### Stored entries
PR #233, opened 2024-08-11
Don't expand lists within functions

piegamesde:
This is just a quick experiment to see where we can go with this.

### DIFF
--- a/test/diff/apply/out-pure.nix
+++ b/test/diff/apply/out-pure.nix
@@ -71,7 +71,7 @@
   }
   [
     (mapAttrsToStringsSep [
-      force
+      force # meow
       long
     ] "\n" mkSection attrsOfAttrs)
   ]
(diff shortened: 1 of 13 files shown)


test/diff/apply/out-pure.nix
```diff
@@ -69,12 +69,7 @@
     b = # Function call with comment
       mapAttrsToStringsSep "\n" mkSection attrsOfAttrs;
   }
-  [
-    (mapAttrsToStringsSep [
-      force
-      long
-    ] "\n" mkSection attrsOfAttrs)
-  ]
+  [ (mapAttrsToStringsSep [ force long ] "\n" mkSection attrsOfAttrs) ]
```
emilazy, line 72: nit: `force long` not very accurate any more

piegamesde: Yep, seen that. Need to switch that over to comments or something else which is guaranteed to be multiline across all possible formats to prevent this in the future.

piegamesde:
The format still looks a bit weird when the last two arguments are lists each. This can happen with partially applied string replacement, or with `mkRemovedOptionModule` for example. Not sure if it's worth special casing that though

infinisil (approved):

### INSTRUCTIONS TO FOLLOW
Every entry needs to be written out again, exactly as given.

### WRITTEN RESPONSE
PR #233, opened 2024-08-11
Don't expand lists within functions

piegamesde:
This is just a quick experiment to see where we can go with this.

### DIFF
--- a/test/diff/apply/out-pure.nix
+++ b/test/diff/apply/out-pure.nix
@@ -71,7 +71,7 @@
   }
   [
     (mapAttrsToStringsSep [
-      force
+      force # meow
       long
     ] "\n" mkSection attrsOfAttrs)
   ]
(diff shortened: 1 of 13 files shown)


test/diff/apply/out-pure.nix
```diff
@@ -69,12 +69,7 @@
     b = # Function call with comment
       mapAttrsToStringsSep "\n" mkSection attrsOfAttrs;
   }
-  [
-    (mapAttrsToStringsSep [
-      force
-      long
-    ] "\n" mkSection attrsOfAttrs)
-  ]
+  [ (mapAttrsToStringsSep [ force long ] "\n" mkSection attrsOfAttrs) ]
```
emilazy, line 72: nit: `force long` not very accurate any more

piegamesde: Yep, seen that. Need to switch that over to comments or something else which is guaranteed to be multiline across all possible formats to prevent this in the future.

piegamesde:
The format still looks a bit weird when the last two arguments are lists each. This can happen with partially applied string replacement, or with `mkRemovedOptionModule` for example. Not sure if it's worth special casing that though

infinisil (approved):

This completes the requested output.